▼
PR #3791, opened 2024-03-19
Fix help text of combine_results and integrate into cocotb_tools

rkryan:
The help text of combine_results.py incorrectly specifies the default value of --set_rc as True. Because the argument parser uses ArgumentDefaultsHelpFormatter, the fix is not as simple as updating the help string.

Rather, the issue here is that the command line argument suppress_rc and the internal variable set_rc have opposite logical meaning. Switching the set_rc variable to suppress_rc makes sure the value is consistent with the logical meaning of the argument while ensuring the command line API does not change.

---

This removes the last script from the standalone bin directory,
preferring instead to deliver this functionality as part of the
cocotb_tools package. As all usage of this is internal to the cocotb
repository, no console_scripts entry is added for this.

`python -m cocotb_tools.combine_results` is a drop-in replacement for
`combine_results.py`.


ktbarrett (approved):

ktbarrett:
I think a nice follow up to this would be to move `combine_results.py` into `cocotb_tools` and make `python -m cocotb_tools.combine_results` work. Then update the regression to use it. I don't think that should be too much work.

rkryan:
> I think a nice follow up to this would be to move `combine_results.py` into `cocotb_tools` and make `python -m cocotb_tools.combine_results` work. Then update the regression to use it. I don't think that should be too much work.

Yea, that seems pretty easy. I could put that together too.

marlonjames:
Windows environment can't find `cocotb_tools`.
https://github.com/cocotb/cocotb/actions/runs/8351427065/job/22859739370?pr=3791#step:19:3649

ktbarrett:
Well Windows is poopy, we shouldn't let it discourage us. I'm wondering if the issue is that we are calling out `python3` and that isn't the correct python executable to use. Maybe just `python` would work? Alternatively, we can add an entry point like `cocotb-config` ([see here](https://github.com/cocotb/cocotb/blob/785e0896930039023db3c2e2be47bed5375326c5/setup.py#L131)).

cmarqu:
While we are at it, should we rename the arguments to use `--suppress-rc` style instead of `--suppress_rc`?

ktbarrett:
@cmarqu The other options use the same syntax. Let's leave that for a later refactor.

ktbarrett (approved):
Looks like just `python` worked for Windows!

rkryan:
Yup, switching to `python` worked.

The one thing about additional cleanup is that this change officially exposes this script to end users. Since it's not in console_scripts it's not as obvious as if it was in bin/, but nevertheless users can call this from an install for the first time. So any cleanup affecting the API might be better sooner than later.

ktbarrett:
@rkryan Yeah, I had considered that. I anticipate doing a cleanup PR after this to work on documentation, typing, things like `--supress_rc` to `--supress-rc`, etc. It should be done before the 2.0 release.

ktbarrett:
Usually we like to get 2 approvals, but I'll merge in a couple days if we don't.

cmarqu (approved):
▲
**Task directions:** All the records above need to be printed exactly.

**Solution to the exercise:**
PR #3791, opened 2024-03-19
Fix help text of combine_results and integrate into cocotb_tools

rkryan:
The help text of combine_results.py incorrectly specifies the default value of --set_rc as True. Because the argument parser uses ArgumentDefaultsHelpFormatter, the fix is not as simple as updating the help string.

Rather, the issue here is that the command line argument suppress_rc and the internal variable set_rc have opposite logical meaning. Switching the set_rc variable to suppress_rc makes sure the value is consistent with the logical meaning of the argument while ensuring the command line API does not change.

---

This removes the last script from the standalone bin directory,
preferring instead to deliver this functionality as part of the
cocotb_tools package. As all usage of this is internal to the cocotb
repository, no console_scripts entry is added for this.

`python -m cocotb_tools.combine_results` is a drop-in replacement for
`combine_results.py`.


ktbarrett (approved):

ktbarrett:
I think a nice follow up to this would be to move `combine_results.py` into `cocotb_tools` and make `python -m cocotb_tools.combine_results` work. Then update the regression to use it. I don't think that should be too much work.

rkryan:
> I think a nice follow up to this would be to move `combine_results.py` into `cocotb_tools` and make `python -m cocotb_tools.combine_results` work. Then update the regression to use it. I don't think that should be too much work.

Yea, that seems pretty easy. I could put that together too.

marlonjames:
Windows environment can't find `cocotb_tools`.
https://github.com/cocotb/cocotb/actions/runs/8351427065/job/22859739370?pr=3791#step:19:3649

ktbarrett:
Well Windows is poopy, we shouldn't let it discourage us. I'm wondering if the issue is that we are calling out `python3` and that isn't the correct python executable to use. Maybe just `python` would work? Alternatively, we can add an entry point like `cocotb-config` ([see here](https://github.com/cocotb/cocotb/blob/785e0896930039023db3c2e2be47bed5375326c5/setup.py#L131)).

cmarqu:
While we are at it, should we rename the arguments to use `--suppress-rc` style instead of `--suppress_rc`?

ktbarrett:
@cmarqu The other options use the same syntax. Let's leave that for a later refactor.

ktbarrett (approved):
Looks like just `python` worked for Windows!

rkryan:
Yup, switching to `python` worked.

The one thing about additional cleanup is that this change officially exposes this script to end users. Since it's not in console_scripts it's not as obvious as if it was in bin/, but nevertheless users can call this from an install for the first time. So any cleanup affecting the API might be better sooner than later.

ktbarrett:
@rkryan Yeah, I had considered that. I anticipate doing a cleanup PR after this to work on documentation, typing, things like `--supress_rc` to `--supress-rc`, etc. It should be done before the 2.0 release.

ktbarrett:
Usually we like to get 2 approvals, but I'll merge in a couple days if we don't.

cmarqu (approved):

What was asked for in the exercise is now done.